* _Stored data entries_:

---+---

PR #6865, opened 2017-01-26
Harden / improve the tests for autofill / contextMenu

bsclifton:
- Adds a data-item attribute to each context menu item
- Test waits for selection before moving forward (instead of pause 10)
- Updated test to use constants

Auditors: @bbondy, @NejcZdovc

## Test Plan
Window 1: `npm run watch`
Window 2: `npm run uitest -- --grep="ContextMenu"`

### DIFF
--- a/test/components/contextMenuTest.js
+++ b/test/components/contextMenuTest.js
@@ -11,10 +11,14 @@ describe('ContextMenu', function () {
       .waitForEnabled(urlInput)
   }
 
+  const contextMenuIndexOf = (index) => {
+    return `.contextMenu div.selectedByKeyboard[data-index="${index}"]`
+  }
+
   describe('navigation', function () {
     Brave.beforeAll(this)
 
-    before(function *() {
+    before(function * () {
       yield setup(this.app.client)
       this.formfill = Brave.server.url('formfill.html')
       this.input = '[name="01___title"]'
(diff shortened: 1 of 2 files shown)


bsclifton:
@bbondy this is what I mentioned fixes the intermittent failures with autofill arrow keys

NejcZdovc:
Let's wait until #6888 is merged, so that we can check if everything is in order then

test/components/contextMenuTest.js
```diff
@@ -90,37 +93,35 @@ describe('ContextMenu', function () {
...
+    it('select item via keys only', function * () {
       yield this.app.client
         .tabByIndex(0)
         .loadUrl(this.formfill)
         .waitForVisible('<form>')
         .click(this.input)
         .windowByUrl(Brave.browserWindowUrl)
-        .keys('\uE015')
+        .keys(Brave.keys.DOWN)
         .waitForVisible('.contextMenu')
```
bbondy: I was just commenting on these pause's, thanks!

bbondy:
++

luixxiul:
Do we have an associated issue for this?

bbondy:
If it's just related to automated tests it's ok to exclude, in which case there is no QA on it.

---+---

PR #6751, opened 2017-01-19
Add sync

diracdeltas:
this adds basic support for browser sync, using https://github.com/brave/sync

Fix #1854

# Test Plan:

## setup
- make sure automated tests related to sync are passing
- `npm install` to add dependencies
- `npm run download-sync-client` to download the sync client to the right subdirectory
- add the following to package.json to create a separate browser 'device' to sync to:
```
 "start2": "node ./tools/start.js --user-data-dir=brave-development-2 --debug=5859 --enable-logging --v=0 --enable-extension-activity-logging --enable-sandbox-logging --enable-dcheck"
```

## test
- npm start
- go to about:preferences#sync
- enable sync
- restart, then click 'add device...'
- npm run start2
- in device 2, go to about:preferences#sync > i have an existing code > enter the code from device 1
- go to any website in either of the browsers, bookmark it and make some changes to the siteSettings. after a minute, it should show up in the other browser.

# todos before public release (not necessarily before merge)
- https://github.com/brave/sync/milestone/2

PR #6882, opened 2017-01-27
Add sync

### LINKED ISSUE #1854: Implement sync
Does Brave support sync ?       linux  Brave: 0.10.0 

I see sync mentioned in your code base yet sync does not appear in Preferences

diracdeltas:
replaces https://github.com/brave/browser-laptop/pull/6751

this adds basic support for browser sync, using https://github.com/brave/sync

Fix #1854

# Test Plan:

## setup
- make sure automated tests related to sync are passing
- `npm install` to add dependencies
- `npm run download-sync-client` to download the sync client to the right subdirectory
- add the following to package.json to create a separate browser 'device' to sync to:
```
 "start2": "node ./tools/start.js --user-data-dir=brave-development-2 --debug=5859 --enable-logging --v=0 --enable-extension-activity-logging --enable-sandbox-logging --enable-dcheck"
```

---+---

Collect every line above that contains the word "this".

* _Written answer_:
     Brave.beforeAll(this)
       yield setup(this.app.client)
       this.formfill = Brave.server.url('formfill.html')
       this.input = '[name="01___title"]'
@bbondy this is what I mentioned fixes the intermittent failures with autofill arrow keys
       yield this.app.client
         .loadUrl(this.formfill)
         .click(this.input)
Do we have an associated issue for this?
this adds basic support for browser sync, using https://github.com/brave/sync
this adds basic support for browser sync, using https://github.com/brave/sync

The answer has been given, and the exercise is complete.